Records shown

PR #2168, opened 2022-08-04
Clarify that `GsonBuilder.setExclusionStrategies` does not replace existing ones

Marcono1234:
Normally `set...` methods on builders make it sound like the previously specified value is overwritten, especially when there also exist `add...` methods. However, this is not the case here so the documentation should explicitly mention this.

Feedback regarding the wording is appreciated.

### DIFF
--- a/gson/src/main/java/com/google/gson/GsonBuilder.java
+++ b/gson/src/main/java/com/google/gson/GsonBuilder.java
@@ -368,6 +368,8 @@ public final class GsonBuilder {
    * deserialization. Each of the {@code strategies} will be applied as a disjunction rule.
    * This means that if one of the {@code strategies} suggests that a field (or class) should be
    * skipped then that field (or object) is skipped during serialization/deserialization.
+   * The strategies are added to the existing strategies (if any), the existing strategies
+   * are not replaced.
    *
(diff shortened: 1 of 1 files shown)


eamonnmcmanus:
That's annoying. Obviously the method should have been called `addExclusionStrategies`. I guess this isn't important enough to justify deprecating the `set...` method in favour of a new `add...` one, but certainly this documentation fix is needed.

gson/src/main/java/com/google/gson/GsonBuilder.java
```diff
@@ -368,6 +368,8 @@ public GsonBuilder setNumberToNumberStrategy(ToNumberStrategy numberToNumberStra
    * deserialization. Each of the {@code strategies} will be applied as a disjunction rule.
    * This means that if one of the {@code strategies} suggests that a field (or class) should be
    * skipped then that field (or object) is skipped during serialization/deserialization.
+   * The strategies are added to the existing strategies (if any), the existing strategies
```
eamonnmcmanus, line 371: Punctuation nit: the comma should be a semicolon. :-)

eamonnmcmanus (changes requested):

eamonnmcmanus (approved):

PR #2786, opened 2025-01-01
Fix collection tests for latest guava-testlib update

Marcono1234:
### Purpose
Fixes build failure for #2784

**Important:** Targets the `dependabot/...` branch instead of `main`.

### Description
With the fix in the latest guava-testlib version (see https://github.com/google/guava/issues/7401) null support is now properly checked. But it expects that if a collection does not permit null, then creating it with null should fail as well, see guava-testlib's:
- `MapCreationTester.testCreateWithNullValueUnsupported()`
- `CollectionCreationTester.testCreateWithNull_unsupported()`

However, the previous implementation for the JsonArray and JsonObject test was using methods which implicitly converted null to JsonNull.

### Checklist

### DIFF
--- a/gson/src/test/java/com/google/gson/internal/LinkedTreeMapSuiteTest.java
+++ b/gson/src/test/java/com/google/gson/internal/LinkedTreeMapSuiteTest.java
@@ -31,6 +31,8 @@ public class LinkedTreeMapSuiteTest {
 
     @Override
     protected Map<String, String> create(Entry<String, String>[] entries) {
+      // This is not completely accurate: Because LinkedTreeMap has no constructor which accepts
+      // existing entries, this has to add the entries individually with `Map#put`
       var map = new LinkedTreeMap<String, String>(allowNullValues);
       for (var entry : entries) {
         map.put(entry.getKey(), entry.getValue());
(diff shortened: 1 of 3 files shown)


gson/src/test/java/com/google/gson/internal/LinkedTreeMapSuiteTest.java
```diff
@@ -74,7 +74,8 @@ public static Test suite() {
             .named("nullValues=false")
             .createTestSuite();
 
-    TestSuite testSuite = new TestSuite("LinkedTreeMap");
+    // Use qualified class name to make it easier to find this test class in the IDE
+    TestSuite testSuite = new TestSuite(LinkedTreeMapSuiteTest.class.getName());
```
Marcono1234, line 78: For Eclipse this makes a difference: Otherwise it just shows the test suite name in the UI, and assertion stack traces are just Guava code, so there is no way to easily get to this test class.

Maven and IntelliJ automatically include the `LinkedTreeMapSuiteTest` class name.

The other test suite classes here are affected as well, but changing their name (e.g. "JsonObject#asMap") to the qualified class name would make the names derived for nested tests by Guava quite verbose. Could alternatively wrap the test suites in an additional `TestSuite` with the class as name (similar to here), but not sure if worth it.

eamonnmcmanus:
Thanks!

--

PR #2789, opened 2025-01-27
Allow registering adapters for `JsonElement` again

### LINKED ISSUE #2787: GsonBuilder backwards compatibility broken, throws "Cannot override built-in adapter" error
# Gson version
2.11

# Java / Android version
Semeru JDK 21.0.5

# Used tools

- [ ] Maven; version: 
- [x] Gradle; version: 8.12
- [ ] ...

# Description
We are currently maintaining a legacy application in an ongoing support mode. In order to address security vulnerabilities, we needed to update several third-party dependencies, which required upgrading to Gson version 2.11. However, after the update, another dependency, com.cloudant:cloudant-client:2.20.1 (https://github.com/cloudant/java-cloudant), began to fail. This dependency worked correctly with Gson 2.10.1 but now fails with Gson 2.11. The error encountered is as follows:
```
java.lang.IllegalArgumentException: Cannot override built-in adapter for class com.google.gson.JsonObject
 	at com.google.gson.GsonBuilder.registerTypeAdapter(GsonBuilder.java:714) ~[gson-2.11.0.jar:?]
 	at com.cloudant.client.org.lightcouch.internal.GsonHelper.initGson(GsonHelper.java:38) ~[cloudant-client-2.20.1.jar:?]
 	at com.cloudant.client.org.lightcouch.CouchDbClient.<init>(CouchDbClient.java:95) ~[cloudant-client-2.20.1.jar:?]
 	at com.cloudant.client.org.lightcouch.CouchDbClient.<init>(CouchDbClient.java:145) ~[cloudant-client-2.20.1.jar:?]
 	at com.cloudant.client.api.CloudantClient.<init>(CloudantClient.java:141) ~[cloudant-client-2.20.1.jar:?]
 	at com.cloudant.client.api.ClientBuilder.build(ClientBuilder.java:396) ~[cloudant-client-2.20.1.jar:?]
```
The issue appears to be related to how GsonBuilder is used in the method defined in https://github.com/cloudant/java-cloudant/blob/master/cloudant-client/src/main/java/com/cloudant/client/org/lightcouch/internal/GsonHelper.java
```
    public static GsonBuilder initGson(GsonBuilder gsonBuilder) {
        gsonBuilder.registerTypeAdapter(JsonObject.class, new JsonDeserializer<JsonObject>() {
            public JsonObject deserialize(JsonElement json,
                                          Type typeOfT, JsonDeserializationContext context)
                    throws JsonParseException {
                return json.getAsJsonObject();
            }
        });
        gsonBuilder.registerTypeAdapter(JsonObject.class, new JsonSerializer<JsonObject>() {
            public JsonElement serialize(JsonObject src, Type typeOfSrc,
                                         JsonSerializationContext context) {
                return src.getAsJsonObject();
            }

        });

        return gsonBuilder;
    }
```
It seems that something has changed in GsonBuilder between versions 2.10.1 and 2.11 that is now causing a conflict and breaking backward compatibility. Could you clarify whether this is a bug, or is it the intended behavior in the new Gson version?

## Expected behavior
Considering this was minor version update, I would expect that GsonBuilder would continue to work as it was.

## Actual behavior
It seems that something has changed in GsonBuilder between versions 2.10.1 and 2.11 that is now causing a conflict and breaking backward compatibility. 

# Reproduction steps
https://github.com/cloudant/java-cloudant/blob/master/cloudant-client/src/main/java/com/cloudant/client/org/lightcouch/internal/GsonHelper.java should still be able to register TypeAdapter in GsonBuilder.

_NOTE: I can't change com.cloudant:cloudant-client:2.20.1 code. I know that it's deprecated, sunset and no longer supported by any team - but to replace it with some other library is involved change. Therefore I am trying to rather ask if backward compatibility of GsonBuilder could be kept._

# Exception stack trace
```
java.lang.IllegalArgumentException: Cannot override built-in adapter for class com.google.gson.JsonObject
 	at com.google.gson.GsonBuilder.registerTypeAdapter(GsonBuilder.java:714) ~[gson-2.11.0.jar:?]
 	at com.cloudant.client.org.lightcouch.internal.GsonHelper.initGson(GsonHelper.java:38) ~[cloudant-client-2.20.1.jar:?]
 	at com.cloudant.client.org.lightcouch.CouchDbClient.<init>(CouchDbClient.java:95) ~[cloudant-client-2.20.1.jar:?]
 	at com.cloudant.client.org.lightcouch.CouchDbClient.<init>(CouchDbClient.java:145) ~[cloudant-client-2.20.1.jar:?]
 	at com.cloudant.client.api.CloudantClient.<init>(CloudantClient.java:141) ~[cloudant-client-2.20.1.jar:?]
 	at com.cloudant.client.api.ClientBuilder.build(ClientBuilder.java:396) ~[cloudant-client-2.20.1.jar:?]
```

Your instructions
In the entries above, find the line holding "PR #2168, opened 2022-08-04" and the line holding "That's annoying. Obviously", then retype exactly those two lines and every line between them, and nothing else.

Result for this exercise
PR #2168, opened 2022-08-04
Clarify that `GsonBuilder.setExclusionStrategies` does not replace existing ones

Marcono1234:
Normally `set...` methods on builders make it sound like the previously specified value is overwritten, especially when there also exist `add...` methods. However, this is not the case here so the documentation should explicitly mention this.

Feedback regarding the wording is appreciated.

### DIFF
--- a/gson/src/main/java/com/google/gson/GsonBuilder.java
+++ b/gson/src/main/java/com/google/gson/GsonBuilder.java
@@ -368,6 +368,8 @@ public final class GsonBuilder {
    * deserialization. Each of the {@code strategies} will be applied as a disjunction rule.
    * This means that if one of the {@code strategies} suggests that a field (or class) should be
    * skipped then that field (or object) is skipped during serialization/deserialization.
+   * The strategies are added to the existing strategies (if any), the existing strategies
+   * are not replaced.
    *
(diff shortened: 1 of 1 files shown)


eamonnmcmanus:
That's annoying. Obviously the method should have been called `addExclusionStrategies`. I guess this isn't important enough to justify deprecating the `set...` method in favour of a new `add...` one, but certainly this documentation fix is needed.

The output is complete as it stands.